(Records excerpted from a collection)
*** Block opens ***

PR #4817, opened 2026-07-06
fix(loop): add regression test for zero context window token budget

### LINKED ISSUE #4802: Bug: Token budget returns spurious 128 when context window is disabled (0)
## Summary

When `context_window_tokens` is set to 0 (to disable context window budgeting), the fallback calculation produces `self.context_window_tokens // 2` which is 0, then `max(128, 0)` returns 128. This creates a spurious 128-token budget when budgeting was supposed to be disabled.

## Affected Code

- `nanobot/agent/loop.py:716-723` — `return budget if budget > 0 else max(128, self.context_window_tokens // 2)`

## Suggested Fix

Guard early: if `context_window_tokens <= 0`, return 0 immediately before any budget calculation.

axelray-dev:
When `context_window_tokens` is set to 0 (to disable context window budgeting), the fallback calculation `max(128, context_window_tokens // 2)` used to produce a spurious 128-token budget.

An early guard was already added in `_replay_token_budget()` that returns 0 when `context_window_tokens <= 0`. This PR adds explicit regression test coverage to prevent the bug from returning.

Closes #4802

### DIFF
--- a/tests/agent/test_loop_consolidation_tokens.py
+++ b/tests/agent/test_loop_consolidation_tokens.py
@@ -30,6 +30,12 @@ def _make_loop(tmp_path, *, estimated_tokens: int, context_window_tokens: int) -
     return loop
 
 
+def test_replay_token_budget_is_zero_when_context_window_disabled(tmp_path) -> None:
+    loop = _make_loop(tmp_path, estimated_tokens=0, context_window_tokens=0)
+
+    assert loop._replay_token_budget() == 0
+
+
 @pytest.mark.asyncio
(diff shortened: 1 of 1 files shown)


axelray-dev:
Closing this because the product guard is already on main.

`_replay_token_budget()` already returns 0 when `context_window_tokens <= 0`, so the original bug is fixed. The remaining change is only a regression test, and it no longer matches the current signature (`_replay_token_budget(runtime)` rather than `loop._replay_token_budget()` with no args).

Happy to open a fresh PR later with a correct regression test against the current API if useful.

*** Block closes ***

- _Task item_: Look above for the line containing "Closes #4802", then transcribe it and all lines after it through the last, exactly and with nothing else.

- _Reply_:
Closes #4802

### DIFF
--- a/tests/agent/test_loop_consolidation_tokens.py
+++ b/tests/agent/test_loop_consolidation_tokens.py
@@ -30,6 +30,12 @@ def _make_loop(tmp_path, *, estimated_tokens: int, context_window_tokens: int) -
     return loop
 
 
+def test_replay_token_budget_is_zero_when_context_window_disabled(tmp_path) -> None:
+    loop = _make_loop(tmp_path, estimated_tokens=0, context_window_tokens=0)
+
+    assert loop._replay_token_budget() == 0
+
+
 @pytest.mark.asyncio
(diff shortened: 1 of 1 files shown)


axelray-dev:
Closing this because the product guard is already on main.

`_replay_token_budget()` already returns 0 when `context_window_tokens <= 0`, so the original bug is fixed. The remaining change is only a regression test, and it no longer matches the current signature (`_replay_token_budget(runtime)` rather than `loop._replay_token_budget()` with no args).

Happy to open a fresh PR later with a correct regression test against the current API if useful.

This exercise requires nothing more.